**PROVIDED INFORMATION**

[Start of section]

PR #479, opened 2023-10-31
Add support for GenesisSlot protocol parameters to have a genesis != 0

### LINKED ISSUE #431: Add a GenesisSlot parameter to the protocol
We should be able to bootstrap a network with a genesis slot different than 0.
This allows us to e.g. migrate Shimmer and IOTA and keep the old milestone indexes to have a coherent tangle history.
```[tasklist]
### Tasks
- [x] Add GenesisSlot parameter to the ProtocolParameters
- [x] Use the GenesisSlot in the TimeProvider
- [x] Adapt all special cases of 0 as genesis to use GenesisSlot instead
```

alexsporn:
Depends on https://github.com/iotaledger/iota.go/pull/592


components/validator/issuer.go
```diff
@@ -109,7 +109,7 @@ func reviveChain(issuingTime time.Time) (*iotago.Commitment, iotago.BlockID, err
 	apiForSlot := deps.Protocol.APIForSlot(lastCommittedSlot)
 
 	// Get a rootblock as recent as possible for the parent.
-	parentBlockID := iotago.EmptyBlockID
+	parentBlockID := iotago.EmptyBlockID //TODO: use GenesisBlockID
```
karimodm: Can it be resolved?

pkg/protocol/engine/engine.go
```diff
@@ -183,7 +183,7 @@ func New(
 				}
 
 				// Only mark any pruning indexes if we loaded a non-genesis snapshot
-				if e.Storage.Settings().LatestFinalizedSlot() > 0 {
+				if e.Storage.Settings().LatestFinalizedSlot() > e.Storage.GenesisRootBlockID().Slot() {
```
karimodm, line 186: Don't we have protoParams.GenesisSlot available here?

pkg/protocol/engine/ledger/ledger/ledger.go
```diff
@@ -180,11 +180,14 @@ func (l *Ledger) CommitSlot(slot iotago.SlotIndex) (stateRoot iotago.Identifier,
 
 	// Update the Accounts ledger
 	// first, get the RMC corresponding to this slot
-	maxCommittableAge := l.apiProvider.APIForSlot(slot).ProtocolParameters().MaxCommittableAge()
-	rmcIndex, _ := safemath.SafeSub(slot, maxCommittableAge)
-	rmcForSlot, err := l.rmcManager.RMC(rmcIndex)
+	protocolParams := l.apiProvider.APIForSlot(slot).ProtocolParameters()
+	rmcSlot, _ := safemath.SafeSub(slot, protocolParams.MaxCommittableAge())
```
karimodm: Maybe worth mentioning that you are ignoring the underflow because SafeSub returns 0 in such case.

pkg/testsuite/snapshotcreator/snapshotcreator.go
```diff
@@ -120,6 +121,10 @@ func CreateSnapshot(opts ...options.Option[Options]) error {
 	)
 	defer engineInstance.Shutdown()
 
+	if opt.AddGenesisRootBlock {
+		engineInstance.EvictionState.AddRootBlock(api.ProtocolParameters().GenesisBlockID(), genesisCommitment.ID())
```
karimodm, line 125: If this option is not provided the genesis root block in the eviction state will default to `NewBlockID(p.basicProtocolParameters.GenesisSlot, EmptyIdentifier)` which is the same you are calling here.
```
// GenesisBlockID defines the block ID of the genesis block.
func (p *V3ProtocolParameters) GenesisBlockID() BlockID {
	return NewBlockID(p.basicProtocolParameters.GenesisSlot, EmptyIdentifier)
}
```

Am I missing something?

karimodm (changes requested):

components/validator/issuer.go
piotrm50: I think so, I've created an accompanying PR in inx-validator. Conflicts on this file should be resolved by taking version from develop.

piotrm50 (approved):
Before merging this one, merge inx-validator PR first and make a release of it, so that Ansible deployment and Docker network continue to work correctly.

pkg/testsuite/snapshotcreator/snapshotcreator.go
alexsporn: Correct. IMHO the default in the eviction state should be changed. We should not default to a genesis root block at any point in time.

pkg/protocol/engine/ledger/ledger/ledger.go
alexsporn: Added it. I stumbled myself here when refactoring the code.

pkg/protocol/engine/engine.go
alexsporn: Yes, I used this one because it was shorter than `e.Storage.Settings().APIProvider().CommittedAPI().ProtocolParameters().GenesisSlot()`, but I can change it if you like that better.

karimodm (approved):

[End of section]
[Start of section]

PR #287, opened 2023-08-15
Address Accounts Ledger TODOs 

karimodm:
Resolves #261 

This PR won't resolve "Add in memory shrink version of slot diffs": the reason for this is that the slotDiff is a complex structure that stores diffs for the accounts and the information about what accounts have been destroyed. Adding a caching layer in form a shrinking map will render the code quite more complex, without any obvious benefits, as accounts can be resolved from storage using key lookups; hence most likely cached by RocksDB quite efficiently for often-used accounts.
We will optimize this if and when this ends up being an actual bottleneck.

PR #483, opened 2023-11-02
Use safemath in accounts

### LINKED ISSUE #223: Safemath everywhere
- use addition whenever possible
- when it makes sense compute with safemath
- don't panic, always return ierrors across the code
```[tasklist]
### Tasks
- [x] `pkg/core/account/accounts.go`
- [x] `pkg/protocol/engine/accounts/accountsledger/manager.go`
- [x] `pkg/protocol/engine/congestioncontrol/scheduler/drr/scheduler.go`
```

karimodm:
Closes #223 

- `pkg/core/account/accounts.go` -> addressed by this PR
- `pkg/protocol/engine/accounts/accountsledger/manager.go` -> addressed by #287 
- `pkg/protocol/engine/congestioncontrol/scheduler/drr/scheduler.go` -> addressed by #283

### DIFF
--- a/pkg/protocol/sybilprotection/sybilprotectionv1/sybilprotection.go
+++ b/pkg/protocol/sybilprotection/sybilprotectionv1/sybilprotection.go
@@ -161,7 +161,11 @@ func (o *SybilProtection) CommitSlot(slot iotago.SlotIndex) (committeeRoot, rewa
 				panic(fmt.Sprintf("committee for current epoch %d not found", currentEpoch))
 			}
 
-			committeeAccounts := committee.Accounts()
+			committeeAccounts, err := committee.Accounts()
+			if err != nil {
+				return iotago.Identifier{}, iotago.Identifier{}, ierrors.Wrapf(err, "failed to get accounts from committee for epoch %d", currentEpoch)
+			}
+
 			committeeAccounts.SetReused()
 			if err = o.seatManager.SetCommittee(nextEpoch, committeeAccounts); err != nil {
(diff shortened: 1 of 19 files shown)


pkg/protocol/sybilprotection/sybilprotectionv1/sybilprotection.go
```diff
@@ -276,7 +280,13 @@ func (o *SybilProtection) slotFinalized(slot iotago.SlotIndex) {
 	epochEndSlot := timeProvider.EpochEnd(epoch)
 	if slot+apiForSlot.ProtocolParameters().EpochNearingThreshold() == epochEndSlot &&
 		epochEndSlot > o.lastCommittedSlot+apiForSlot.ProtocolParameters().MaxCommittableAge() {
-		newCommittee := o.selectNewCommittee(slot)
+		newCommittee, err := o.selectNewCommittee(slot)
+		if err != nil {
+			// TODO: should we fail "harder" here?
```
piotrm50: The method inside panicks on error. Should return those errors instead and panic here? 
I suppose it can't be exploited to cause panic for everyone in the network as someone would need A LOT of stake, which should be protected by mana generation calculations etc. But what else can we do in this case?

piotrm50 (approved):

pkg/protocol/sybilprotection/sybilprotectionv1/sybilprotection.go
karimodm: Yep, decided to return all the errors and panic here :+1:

[End of section]
[Start of section]

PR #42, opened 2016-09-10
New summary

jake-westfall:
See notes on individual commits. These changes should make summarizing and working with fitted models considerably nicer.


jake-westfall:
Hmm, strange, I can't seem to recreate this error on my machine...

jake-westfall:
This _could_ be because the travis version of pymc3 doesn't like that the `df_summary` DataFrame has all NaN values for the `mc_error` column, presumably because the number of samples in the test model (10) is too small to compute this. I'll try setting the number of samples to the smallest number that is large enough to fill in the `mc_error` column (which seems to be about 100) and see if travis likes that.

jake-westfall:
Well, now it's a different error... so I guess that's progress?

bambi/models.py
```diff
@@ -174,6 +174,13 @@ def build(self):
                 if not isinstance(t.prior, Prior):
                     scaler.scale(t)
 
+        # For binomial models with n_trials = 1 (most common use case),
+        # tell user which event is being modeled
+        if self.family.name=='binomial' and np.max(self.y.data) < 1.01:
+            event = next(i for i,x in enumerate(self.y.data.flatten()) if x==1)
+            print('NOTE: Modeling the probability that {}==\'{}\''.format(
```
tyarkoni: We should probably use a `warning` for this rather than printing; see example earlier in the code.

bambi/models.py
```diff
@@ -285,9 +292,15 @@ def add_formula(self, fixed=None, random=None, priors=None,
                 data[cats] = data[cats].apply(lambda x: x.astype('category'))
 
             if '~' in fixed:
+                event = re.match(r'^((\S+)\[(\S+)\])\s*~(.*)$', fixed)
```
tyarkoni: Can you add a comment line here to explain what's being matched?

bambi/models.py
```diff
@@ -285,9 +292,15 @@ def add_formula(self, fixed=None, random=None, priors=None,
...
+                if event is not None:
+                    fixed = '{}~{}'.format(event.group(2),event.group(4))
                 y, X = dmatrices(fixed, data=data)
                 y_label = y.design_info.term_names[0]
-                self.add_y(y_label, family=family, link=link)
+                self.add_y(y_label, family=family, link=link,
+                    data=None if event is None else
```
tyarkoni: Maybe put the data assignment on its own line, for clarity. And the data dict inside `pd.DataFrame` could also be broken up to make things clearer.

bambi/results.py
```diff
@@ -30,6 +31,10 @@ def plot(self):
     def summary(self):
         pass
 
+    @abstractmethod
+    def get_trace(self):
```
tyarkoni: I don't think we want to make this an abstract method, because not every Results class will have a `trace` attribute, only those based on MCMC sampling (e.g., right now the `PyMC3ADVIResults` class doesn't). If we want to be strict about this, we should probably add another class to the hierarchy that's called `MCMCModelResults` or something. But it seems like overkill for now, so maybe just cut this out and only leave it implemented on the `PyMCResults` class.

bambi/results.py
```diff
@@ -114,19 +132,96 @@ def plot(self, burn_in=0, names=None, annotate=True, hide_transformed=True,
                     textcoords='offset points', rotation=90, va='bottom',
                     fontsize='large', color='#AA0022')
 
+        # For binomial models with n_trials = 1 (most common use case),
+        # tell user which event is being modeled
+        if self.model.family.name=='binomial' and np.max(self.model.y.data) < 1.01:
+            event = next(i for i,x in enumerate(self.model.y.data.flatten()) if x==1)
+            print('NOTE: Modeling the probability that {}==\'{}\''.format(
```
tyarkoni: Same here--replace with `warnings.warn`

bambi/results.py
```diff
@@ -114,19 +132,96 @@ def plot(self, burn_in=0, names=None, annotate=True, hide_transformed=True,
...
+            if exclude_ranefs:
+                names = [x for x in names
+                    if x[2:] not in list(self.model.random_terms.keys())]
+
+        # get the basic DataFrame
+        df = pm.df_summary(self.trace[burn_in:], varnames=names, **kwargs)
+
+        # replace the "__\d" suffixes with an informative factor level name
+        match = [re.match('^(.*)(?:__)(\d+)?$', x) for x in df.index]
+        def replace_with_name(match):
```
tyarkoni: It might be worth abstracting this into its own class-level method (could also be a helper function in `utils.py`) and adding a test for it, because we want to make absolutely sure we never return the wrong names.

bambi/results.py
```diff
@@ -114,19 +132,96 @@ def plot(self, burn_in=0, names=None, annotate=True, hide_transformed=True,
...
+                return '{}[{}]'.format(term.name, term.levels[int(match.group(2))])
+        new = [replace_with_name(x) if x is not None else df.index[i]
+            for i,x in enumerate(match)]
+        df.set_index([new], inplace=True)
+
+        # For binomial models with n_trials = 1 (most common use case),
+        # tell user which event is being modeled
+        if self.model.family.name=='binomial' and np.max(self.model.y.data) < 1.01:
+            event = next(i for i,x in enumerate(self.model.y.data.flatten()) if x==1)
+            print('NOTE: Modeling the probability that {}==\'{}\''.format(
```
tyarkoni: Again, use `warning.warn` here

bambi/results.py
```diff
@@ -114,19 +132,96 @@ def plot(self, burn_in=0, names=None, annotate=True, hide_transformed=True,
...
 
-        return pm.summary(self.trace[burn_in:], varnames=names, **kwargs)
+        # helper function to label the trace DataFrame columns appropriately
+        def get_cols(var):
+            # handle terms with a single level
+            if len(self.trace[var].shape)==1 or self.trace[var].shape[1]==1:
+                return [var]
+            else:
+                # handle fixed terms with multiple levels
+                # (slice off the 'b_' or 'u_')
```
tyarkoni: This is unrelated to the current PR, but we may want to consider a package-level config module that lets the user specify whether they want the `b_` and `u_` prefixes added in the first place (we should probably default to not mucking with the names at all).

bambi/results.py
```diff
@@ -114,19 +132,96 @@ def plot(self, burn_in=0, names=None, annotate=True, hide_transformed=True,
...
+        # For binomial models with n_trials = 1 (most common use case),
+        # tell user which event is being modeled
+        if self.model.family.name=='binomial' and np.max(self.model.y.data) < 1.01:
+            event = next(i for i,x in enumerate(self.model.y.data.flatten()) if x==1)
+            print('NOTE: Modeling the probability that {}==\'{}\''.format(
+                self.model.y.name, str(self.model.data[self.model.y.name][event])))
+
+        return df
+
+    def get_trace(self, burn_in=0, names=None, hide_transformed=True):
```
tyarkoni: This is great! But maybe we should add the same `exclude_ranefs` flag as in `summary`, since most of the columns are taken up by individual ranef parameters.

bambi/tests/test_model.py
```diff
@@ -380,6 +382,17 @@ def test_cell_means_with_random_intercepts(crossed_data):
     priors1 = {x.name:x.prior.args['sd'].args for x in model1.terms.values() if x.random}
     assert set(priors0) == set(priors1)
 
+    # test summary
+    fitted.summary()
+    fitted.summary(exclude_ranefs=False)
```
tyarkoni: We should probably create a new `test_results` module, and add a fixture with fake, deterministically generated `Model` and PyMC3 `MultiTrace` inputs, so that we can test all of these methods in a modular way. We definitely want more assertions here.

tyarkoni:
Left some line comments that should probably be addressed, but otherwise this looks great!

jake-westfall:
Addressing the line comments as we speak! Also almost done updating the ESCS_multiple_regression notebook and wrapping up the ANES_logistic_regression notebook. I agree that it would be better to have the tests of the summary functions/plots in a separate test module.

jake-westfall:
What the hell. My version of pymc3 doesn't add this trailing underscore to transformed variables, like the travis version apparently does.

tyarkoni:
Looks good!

[End of section]

**EXERCISE**
Take the word "varnames" and find each line of the material that contains it. Copy those lines.

**SOLVED EXERCISE**
+        df = pm.df_summary(self.trace[burn_in:], varnames=names, **kwargs)
-        return pm.summary(self.trace[burn_in:], varnames=names, **kwargs)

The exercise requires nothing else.